(Working data begins)
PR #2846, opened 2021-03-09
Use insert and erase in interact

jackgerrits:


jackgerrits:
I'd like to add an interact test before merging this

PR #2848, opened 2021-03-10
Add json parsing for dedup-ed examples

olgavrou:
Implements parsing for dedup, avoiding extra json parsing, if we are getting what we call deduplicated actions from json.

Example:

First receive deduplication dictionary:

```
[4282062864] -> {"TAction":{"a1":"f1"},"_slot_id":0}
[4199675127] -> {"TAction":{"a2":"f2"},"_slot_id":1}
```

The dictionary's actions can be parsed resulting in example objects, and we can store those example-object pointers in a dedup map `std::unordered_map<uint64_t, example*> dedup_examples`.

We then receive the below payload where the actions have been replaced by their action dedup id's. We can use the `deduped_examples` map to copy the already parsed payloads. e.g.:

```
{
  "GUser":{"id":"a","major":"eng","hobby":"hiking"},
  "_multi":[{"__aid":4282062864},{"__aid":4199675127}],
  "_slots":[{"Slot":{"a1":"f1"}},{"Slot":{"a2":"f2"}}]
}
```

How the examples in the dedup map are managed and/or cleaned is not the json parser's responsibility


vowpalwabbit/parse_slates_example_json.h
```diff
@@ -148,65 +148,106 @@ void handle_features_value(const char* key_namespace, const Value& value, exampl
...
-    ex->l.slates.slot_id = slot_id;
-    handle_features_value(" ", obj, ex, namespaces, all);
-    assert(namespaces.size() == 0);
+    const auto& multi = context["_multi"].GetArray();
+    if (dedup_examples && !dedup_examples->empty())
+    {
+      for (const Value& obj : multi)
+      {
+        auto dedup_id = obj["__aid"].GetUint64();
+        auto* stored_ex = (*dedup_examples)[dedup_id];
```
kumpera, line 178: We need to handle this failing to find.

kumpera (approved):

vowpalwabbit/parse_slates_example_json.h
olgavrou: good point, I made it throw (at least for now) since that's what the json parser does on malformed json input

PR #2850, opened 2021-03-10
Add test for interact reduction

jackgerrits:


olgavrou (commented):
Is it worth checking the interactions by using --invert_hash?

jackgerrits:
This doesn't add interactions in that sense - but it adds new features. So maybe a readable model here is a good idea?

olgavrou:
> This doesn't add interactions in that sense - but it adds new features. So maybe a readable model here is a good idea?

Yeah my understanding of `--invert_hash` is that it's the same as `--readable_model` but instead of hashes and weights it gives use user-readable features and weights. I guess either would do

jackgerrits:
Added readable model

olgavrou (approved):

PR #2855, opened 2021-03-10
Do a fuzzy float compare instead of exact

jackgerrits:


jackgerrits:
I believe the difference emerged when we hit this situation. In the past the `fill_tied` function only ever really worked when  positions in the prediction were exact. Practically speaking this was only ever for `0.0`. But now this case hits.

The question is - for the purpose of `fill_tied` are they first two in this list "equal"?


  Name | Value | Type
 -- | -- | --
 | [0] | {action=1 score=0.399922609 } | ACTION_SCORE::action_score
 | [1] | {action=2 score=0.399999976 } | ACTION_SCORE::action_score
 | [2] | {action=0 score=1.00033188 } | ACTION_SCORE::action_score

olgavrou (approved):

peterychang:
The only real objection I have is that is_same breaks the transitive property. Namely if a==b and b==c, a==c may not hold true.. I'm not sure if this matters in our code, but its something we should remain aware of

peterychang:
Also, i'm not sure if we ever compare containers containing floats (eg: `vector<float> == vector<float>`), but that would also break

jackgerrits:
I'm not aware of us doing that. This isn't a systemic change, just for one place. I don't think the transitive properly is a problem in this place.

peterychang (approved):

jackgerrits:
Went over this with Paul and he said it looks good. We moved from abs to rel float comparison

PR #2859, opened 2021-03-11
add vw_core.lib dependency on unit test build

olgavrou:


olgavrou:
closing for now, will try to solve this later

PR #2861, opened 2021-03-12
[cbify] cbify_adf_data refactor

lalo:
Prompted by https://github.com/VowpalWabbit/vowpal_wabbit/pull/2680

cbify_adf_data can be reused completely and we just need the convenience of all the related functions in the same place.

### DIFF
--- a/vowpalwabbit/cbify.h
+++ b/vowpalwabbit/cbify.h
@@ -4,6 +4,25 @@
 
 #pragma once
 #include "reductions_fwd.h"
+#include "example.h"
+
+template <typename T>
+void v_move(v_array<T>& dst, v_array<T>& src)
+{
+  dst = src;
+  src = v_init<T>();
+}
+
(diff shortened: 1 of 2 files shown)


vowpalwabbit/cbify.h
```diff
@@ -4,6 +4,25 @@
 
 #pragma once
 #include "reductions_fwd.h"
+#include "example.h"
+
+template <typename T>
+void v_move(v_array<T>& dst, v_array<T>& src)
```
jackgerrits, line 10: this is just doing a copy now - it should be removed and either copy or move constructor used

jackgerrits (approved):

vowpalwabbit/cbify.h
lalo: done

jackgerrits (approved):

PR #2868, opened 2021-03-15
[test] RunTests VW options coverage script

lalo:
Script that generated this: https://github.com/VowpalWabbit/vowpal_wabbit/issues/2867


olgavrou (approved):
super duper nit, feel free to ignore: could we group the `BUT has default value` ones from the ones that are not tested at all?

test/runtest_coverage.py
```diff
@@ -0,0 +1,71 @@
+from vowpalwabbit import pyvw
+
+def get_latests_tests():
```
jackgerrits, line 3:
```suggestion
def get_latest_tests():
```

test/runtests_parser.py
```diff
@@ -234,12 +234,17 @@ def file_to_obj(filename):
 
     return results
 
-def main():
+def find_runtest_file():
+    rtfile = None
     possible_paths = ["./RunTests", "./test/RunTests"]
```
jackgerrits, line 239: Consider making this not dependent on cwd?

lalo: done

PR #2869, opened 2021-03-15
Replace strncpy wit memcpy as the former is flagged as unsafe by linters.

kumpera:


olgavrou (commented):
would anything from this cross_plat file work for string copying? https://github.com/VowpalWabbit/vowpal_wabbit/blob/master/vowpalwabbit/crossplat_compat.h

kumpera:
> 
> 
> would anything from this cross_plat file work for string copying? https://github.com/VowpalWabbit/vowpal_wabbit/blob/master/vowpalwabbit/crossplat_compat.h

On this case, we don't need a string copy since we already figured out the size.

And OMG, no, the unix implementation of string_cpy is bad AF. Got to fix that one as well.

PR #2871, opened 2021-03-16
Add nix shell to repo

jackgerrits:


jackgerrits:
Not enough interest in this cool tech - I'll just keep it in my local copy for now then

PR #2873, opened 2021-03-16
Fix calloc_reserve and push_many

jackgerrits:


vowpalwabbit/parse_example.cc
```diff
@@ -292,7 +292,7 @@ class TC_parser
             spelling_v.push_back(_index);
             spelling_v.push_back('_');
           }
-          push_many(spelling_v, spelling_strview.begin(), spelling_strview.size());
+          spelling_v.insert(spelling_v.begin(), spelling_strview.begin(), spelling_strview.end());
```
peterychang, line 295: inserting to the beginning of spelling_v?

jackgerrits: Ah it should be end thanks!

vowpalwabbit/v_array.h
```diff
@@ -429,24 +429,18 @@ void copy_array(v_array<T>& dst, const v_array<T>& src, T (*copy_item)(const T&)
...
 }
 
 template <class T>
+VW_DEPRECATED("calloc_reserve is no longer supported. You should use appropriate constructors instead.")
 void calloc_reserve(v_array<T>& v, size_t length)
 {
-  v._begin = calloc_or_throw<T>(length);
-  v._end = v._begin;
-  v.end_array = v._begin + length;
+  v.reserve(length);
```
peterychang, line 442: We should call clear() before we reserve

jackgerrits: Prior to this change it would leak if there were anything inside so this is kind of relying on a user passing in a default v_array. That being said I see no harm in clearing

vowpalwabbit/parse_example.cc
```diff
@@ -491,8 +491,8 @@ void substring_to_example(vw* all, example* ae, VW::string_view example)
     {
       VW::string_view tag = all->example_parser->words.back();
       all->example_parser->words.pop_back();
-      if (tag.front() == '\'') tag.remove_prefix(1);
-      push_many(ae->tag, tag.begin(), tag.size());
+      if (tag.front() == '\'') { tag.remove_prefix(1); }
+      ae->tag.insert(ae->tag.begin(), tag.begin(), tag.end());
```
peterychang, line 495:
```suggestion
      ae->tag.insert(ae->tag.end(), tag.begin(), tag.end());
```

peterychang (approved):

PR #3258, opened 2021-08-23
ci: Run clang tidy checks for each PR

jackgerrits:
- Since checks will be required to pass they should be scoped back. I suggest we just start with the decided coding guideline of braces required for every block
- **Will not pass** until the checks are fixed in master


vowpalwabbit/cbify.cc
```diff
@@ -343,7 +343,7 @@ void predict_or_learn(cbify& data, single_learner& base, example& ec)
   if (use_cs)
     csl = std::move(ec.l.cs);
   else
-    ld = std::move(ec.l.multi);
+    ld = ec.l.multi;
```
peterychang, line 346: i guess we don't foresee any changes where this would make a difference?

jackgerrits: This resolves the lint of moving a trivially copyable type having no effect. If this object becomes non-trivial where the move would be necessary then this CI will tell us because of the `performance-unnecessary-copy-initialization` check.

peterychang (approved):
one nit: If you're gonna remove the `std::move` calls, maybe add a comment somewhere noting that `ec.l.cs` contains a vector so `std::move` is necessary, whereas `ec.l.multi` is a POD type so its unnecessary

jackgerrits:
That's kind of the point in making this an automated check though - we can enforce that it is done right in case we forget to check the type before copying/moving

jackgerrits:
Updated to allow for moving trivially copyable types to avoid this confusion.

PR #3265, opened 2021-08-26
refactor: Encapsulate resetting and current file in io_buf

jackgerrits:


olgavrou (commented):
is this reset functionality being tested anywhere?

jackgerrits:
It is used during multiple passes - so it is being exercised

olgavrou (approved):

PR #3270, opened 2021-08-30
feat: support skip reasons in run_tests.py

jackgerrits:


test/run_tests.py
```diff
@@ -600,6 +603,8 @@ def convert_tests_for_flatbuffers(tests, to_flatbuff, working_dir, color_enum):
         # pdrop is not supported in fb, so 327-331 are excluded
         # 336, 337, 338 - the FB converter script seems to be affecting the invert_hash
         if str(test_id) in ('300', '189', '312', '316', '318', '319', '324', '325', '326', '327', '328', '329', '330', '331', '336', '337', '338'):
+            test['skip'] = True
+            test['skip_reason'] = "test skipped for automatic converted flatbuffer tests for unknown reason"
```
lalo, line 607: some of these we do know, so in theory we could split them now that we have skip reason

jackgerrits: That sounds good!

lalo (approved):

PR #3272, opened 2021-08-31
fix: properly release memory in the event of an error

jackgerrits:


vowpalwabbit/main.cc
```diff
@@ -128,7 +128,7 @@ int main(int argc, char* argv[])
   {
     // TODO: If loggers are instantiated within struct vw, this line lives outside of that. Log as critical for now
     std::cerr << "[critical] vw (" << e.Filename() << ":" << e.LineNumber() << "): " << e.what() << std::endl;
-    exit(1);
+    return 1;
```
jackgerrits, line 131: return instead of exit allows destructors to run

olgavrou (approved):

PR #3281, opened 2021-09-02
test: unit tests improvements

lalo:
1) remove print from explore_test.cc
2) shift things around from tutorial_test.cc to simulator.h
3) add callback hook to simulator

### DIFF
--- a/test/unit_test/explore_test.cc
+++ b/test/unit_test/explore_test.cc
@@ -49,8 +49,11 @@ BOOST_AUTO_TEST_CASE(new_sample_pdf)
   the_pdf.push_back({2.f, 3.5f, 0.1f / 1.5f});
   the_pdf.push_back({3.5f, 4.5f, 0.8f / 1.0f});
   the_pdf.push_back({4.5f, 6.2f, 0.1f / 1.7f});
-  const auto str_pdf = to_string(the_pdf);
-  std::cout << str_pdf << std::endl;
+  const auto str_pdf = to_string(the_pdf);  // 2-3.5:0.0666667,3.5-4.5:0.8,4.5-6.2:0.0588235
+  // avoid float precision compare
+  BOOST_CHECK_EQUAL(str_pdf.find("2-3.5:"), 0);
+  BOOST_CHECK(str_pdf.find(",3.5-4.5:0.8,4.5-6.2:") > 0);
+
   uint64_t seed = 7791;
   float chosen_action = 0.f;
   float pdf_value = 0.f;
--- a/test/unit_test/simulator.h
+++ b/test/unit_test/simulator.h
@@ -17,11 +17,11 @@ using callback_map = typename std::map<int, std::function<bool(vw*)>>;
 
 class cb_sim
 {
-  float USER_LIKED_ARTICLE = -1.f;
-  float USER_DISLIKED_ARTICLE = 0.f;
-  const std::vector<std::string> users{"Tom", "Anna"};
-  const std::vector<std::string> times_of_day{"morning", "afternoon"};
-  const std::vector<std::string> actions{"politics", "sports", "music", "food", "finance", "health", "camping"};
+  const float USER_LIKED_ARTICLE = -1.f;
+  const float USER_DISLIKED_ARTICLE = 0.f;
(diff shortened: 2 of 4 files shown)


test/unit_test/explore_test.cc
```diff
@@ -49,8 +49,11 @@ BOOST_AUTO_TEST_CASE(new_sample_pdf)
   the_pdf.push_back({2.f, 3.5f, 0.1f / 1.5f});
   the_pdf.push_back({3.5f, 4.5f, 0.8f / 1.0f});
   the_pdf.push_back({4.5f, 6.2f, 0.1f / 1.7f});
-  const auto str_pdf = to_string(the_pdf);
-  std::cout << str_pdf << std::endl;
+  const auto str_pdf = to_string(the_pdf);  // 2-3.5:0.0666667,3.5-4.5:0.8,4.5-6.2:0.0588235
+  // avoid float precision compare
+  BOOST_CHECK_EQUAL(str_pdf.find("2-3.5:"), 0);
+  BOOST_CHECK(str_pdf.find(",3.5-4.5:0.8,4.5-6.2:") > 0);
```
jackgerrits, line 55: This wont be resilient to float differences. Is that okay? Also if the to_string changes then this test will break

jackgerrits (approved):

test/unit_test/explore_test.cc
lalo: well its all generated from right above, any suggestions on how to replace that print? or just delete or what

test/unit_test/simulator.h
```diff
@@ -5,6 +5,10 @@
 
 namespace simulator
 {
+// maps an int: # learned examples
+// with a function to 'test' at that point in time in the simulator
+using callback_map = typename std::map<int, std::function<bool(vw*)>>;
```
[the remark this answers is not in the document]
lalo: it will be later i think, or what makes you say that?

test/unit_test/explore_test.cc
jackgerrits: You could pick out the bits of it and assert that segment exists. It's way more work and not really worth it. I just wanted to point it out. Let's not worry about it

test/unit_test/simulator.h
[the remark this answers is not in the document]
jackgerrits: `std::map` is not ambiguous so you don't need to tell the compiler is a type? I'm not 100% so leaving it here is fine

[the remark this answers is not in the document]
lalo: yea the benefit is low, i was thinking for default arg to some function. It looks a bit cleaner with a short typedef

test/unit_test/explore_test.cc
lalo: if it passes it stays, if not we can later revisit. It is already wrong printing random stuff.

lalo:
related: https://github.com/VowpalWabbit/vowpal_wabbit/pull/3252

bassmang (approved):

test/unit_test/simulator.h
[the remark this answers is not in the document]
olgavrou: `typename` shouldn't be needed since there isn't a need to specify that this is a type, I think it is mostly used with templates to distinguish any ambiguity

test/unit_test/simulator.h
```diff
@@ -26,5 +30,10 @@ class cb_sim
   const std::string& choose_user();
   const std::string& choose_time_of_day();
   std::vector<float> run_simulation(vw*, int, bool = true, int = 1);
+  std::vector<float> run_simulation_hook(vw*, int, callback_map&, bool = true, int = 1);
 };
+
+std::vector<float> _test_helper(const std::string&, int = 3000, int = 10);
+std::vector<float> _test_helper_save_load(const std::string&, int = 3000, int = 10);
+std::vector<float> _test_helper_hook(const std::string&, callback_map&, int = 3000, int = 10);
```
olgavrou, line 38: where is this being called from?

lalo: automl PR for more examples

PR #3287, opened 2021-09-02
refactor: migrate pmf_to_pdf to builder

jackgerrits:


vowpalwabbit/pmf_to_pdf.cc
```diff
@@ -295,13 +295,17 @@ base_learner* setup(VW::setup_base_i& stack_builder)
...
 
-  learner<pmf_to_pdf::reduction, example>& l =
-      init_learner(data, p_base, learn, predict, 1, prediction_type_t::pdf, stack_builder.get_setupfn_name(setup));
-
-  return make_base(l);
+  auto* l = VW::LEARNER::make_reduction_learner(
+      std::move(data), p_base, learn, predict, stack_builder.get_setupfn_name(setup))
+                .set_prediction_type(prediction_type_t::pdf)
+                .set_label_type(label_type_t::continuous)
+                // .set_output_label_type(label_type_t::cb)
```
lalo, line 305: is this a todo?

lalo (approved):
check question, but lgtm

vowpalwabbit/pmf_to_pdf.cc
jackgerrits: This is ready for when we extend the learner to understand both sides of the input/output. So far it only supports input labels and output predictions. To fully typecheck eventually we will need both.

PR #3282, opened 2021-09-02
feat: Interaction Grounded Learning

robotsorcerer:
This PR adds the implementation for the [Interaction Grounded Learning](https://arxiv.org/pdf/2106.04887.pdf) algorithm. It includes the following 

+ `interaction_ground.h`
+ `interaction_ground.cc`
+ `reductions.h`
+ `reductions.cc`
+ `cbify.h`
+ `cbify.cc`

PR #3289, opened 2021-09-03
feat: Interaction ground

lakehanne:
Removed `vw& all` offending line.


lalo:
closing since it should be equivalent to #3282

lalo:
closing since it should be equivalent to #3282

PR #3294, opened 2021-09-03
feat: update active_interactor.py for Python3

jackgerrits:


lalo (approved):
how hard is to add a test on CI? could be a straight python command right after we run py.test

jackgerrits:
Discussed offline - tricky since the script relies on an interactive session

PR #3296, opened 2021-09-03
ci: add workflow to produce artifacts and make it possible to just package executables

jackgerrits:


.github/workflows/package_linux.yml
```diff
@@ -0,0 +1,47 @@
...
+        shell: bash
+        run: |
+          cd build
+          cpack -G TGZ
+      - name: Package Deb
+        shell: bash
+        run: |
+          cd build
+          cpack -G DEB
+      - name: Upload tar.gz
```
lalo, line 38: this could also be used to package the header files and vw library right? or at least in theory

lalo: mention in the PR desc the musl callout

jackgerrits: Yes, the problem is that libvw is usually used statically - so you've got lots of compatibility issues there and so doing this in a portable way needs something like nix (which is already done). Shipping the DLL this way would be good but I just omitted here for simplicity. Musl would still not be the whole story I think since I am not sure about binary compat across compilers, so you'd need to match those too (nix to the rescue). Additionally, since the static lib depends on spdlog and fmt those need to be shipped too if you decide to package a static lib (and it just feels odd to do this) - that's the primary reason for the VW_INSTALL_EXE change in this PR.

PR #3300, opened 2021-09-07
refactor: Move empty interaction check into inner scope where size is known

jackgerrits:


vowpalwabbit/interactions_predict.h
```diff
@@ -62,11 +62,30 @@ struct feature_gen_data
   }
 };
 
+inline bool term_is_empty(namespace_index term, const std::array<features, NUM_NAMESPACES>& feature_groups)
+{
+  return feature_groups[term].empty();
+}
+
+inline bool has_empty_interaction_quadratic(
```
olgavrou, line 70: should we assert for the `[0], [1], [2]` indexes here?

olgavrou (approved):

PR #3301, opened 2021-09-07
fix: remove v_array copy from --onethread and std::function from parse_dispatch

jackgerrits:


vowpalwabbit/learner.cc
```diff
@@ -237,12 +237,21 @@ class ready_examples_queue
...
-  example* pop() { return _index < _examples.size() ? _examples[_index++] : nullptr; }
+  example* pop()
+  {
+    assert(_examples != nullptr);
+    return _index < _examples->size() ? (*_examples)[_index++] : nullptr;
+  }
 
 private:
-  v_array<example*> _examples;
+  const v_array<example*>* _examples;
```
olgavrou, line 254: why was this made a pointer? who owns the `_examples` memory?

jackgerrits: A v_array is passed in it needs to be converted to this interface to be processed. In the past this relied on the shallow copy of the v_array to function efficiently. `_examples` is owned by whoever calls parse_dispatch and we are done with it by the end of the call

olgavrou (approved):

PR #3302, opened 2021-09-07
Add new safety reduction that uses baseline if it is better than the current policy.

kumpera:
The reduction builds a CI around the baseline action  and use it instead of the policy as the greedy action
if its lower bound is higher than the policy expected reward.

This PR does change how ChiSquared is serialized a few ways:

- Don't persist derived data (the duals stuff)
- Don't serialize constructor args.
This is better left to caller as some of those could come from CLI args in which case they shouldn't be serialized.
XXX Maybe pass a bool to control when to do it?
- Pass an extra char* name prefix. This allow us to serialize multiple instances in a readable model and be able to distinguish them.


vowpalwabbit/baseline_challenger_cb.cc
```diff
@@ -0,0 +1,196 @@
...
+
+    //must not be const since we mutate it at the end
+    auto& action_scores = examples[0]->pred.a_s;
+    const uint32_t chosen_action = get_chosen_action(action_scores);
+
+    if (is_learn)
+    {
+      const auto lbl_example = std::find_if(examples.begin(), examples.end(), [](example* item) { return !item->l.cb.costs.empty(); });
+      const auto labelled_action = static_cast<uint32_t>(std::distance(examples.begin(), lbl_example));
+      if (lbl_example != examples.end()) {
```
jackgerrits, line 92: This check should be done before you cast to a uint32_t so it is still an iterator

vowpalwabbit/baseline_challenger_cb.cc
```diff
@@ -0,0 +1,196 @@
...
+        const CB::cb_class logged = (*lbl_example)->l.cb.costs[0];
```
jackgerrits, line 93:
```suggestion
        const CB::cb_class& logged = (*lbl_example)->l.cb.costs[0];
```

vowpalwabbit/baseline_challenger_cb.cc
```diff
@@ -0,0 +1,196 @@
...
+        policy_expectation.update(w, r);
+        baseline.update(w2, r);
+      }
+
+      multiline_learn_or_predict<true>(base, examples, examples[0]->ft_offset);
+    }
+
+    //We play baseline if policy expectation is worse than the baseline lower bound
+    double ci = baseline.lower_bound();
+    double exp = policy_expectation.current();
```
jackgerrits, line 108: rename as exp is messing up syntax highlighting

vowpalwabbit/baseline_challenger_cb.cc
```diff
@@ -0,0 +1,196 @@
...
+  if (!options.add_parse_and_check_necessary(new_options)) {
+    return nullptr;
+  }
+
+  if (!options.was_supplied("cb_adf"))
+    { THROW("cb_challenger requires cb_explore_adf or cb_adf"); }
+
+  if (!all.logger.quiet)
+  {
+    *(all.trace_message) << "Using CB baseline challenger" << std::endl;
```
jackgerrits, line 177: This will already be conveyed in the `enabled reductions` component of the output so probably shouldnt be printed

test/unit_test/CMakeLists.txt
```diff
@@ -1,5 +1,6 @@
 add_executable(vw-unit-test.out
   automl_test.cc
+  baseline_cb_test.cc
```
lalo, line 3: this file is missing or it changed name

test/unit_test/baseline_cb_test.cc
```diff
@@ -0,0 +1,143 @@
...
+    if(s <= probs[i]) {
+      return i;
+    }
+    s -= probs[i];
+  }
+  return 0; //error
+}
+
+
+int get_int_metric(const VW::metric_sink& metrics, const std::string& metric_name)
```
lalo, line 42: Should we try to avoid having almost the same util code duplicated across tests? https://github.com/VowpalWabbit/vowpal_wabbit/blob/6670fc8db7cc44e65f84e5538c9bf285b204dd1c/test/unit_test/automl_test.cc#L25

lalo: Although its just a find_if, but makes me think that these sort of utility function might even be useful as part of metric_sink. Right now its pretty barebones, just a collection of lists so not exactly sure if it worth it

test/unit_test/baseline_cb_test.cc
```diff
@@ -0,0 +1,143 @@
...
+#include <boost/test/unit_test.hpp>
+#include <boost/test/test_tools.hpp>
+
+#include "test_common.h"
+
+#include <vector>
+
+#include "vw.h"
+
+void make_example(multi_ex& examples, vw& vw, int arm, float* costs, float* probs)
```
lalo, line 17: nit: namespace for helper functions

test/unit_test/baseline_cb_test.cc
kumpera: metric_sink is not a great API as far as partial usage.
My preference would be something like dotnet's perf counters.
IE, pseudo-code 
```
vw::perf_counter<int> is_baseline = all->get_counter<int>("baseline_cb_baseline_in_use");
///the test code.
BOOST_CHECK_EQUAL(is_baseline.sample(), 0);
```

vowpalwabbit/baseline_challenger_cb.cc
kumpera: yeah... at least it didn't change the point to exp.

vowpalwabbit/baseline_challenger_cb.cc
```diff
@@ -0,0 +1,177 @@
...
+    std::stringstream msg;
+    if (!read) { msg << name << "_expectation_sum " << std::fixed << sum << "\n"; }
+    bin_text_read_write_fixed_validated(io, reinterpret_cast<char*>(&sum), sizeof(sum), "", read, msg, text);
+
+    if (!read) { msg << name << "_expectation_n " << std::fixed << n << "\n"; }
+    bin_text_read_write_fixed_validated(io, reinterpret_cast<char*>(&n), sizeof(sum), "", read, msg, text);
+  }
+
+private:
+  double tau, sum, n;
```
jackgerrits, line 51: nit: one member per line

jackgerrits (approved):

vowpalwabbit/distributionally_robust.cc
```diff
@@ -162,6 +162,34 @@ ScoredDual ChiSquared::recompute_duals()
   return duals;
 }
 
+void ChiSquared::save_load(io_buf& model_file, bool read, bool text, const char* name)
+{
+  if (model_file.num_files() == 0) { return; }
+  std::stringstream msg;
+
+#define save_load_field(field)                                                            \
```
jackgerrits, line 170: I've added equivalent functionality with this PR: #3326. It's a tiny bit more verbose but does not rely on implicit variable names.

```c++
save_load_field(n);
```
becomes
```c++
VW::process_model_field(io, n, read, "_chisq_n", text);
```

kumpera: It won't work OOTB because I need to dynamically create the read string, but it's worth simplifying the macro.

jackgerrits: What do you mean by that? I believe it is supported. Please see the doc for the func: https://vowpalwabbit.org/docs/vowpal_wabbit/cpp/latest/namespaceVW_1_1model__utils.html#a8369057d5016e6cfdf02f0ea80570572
(Working data ends)
→ What to work on
Once you have checked the entries above, say how many lines include the word "then", and nothing beyond the number.

→ Completed exercise
4